• **Assigned task**
Show all lines below holding the string "also".

------ Record extracts

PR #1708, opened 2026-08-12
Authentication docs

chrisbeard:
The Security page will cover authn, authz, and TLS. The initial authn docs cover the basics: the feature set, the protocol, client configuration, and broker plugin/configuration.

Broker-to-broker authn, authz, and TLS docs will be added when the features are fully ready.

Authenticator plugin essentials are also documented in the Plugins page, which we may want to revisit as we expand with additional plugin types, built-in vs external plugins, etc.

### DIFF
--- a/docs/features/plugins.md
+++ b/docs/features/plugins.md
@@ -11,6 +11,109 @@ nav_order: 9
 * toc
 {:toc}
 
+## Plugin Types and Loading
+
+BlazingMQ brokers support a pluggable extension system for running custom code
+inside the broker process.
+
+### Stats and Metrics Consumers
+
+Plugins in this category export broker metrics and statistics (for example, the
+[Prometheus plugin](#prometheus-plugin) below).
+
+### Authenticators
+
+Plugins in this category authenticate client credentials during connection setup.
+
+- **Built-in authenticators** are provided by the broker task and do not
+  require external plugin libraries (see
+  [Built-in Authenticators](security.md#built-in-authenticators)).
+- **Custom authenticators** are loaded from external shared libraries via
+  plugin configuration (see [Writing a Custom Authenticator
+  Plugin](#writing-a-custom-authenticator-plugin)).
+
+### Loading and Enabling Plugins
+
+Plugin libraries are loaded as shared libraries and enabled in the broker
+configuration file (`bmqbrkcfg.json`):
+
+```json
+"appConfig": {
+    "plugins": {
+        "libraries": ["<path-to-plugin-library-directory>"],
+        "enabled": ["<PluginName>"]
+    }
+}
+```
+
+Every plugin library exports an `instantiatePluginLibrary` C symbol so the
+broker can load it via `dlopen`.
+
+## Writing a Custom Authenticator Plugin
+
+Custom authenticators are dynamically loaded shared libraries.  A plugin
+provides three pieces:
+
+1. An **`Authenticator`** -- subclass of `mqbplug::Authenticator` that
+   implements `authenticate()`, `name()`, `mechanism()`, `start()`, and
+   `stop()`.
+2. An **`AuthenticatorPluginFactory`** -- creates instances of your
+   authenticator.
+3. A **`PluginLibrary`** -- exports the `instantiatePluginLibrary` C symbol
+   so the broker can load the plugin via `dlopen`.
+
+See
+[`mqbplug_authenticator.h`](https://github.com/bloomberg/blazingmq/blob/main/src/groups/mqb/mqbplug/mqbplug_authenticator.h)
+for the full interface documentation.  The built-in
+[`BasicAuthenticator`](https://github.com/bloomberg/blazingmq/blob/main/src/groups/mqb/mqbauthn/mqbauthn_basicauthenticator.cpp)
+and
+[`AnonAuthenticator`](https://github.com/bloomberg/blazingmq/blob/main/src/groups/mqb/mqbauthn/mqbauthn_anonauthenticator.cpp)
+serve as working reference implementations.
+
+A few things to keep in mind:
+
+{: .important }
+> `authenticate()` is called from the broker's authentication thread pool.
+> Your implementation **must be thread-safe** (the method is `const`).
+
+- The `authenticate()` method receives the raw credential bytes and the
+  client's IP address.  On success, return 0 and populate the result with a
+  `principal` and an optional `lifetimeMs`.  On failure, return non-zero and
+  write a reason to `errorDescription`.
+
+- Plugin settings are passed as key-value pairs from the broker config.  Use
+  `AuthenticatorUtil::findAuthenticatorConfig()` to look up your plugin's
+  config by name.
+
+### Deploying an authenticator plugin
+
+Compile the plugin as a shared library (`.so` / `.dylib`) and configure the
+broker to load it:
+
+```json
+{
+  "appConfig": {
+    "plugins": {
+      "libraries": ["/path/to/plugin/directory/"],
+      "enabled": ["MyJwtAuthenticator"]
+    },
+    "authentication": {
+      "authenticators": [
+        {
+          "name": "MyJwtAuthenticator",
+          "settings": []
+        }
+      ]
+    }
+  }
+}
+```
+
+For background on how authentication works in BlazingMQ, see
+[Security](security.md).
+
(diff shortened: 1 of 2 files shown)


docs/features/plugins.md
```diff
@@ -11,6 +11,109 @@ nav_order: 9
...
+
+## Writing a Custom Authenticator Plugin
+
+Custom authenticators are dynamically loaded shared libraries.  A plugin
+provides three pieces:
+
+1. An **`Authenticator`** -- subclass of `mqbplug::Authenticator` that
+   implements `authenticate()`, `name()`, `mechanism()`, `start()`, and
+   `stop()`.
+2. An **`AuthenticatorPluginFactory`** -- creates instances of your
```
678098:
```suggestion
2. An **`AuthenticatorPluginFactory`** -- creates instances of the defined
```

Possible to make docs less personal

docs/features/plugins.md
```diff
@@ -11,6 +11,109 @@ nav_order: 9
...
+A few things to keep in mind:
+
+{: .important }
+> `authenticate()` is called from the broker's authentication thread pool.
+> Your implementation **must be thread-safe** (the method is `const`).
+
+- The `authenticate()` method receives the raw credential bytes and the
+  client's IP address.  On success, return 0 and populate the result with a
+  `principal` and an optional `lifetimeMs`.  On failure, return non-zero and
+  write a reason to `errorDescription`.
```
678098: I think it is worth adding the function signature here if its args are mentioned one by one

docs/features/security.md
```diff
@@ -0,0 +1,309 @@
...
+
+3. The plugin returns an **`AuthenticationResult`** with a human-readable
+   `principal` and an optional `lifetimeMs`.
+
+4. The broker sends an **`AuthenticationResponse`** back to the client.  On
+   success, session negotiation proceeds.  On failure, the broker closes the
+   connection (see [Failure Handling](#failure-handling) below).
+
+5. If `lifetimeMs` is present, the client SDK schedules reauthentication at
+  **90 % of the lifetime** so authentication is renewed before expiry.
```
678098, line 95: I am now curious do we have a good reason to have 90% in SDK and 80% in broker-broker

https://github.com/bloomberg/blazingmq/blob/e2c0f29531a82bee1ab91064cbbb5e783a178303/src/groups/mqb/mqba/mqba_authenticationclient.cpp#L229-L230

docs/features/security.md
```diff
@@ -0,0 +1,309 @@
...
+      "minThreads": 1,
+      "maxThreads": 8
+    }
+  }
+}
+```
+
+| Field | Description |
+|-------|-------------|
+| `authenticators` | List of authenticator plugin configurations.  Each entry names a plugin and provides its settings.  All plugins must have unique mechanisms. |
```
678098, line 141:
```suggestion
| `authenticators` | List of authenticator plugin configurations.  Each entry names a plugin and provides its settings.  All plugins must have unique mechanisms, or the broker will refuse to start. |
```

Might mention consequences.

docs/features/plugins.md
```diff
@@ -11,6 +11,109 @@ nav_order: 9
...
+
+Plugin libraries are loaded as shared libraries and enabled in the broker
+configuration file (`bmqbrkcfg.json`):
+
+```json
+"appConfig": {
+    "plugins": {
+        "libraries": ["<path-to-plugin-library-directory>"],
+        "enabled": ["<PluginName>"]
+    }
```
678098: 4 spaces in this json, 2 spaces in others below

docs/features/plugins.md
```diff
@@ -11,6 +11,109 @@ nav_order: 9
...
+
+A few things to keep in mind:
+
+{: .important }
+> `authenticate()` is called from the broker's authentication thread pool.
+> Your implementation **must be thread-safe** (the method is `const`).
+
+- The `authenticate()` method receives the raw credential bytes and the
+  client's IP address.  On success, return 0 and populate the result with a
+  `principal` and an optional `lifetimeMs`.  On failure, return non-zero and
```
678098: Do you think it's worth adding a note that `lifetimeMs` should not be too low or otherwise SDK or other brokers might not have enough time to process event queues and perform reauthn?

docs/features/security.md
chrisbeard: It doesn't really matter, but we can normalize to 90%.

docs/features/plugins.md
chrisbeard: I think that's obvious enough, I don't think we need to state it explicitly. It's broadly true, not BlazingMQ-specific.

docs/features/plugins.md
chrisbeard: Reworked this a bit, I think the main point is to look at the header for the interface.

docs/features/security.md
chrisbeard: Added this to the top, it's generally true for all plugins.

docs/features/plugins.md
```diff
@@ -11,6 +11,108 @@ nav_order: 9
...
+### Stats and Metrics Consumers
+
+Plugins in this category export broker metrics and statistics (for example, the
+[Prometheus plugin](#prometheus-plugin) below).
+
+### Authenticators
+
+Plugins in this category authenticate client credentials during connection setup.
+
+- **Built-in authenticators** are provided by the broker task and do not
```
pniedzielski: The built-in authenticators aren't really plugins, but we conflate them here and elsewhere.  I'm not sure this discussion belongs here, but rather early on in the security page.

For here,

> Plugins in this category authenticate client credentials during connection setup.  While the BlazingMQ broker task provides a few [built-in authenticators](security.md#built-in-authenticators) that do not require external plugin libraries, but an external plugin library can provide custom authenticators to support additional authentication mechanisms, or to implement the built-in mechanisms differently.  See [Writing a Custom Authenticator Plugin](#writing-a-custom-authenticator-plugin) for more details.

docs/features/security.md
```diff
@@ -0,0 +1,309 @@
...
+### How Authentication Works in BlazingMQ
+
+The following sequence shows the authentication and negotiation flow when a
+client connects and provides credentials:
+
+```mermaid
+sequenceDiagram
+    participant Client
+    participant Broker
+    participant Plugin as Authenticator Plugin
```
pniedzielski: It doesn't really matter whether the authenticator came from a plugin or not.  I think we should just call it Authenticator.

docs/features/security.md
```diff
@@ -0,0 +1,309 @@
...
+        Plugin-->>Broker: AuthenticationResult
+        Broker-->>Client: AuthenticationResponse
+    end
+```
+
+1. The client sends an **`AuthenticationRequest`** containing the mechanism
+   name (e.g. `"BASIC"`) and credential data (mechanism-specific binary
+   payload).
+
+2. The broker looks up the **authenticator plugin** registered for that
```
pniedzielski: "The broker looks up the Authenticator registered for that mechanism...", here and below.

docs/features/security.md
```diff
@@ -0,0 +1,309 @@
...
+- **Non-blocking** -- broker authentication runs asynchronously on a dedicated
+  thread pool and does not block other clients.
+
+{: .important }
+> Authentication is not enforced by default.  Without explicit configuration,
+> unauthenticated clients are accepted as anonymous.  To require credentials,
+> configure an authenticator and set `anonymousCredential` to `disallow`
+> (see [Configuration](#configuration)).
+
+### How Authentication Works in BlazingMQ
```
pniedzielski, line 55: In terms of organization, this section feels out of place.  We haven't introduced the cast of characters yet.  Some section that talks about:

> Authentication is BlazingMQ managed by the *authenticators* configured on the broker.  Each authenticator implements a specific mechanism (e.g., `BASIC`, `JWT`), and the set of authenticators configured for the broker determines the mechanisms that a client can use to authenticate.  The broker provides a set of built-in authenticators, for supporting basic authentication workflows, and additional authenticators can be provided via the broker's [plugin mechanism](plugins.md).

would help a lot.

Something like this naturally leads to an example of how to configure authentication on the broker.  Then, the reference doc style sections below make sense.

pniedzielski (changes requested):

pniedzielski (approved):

------------
------ Record extracts

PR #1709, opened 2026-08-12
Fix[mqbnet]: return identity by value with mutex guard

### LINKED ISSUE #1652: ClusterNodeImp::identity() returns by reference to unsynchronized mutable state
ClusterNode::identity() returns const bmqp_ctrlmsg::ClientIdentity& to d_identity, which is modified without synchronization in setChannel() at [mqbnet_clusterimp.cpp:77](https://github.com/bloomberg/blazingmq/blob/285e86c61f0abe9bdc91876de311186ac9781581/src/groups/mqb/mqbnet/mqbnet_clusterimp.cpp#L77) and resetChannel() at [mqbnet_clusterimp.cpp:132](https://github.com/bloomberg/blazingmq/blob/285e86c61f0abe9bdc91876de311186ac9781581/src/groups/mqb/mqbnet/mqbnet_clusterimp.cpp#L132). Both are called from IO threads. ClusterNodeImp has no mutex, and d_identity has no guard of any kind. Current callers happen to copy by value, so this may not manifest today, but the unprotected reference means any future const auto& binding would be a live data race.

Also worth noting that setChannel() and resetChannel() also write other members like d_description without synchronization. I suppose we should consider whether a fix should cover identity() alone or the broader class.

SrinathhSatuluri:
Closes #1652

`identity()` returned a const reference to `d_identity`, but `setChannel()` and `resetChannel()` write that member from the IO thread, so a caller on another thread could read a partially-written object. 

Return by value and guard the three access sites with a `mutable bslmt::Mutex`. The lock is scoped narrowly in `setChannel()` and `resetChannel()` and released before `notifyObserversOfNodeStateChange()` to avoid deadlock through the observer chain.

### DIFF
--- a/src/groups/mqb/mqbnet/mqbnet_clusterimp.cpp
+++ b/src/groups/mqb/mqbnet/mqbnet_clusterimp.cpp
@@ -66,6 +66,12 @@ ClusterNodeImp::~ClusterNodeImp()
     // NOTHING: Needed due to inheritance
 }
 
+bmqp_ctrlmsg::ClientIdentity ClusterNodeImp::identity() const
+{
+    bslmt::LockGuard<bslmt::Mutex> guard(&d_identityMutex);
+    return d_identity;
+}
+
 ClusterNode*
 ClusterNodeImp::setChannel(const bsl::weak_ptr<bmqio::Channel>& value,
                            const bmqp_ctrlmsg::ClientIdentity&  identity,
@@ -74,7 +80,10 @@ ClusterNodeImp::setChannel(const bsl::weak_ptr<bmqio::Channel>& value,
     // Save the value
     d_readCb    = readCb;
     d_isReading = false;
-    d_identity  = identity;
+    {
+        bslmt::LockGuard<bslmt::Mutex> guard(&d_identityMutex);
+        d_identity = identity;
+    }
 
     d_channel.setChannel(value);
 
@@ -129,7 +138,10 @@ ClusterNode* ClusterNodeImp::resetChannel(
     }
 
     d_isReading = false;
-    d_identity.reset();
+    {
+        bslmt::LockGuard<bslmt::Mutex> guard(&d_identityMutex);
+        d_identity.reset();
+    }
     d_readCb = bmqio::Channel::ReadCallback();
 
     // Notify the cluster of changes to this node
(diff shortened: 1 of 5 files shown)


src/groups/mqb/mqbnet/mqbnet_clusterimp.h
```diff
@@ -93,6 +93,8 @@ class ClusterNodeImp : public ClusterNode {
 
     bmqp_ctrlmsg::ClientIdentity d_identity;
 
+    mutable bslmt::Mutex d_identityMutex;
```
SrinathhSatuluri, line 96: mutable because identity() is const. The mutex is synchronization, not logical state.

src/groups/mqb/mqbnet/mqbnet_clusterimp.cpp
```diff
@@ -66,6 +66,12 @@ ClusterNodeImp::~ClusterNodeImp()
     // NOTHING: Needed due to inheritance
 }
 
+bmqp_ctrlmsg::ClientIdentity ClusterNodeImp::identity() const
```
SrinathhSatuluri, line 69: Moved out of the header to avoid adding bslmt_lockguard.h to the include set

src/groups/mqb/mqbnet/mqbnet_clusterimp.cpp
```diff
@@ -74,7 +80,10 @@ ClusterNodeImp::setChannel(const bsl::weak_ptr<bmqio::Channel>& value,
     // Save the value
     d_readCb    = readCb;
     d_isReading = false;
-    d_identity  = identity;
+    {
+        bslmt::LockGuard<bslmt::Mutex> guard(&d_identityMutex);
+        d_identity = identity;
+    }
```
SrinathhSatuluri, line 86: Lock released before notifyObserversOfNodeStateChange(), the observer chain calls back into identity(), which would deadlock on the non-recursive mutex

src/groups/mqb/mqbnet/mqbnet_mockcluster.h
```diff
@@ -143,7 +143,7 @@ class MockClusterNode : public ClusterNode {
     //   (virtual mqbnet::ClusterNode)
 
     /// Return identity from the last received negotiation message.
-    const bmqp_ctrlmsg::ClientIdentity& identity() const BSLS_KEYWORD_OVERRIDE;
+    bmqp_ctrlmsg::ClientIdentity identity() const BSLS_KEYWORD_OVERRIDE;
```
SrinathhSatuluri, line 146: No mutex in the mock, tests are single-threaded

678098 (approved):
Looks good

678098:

------------

• **Answer to this exercise**
Authenticator plugin essentials are also documented in the Plugins page, which we may want to revisit as we expand with additional plugin types, built-in vs external plugins, etc.
Also worth noting that setChannel() and resetChannel() also write other members like d_description without synchronization. I suppose we should consider whether a fix should cover identity() alone or the broader class.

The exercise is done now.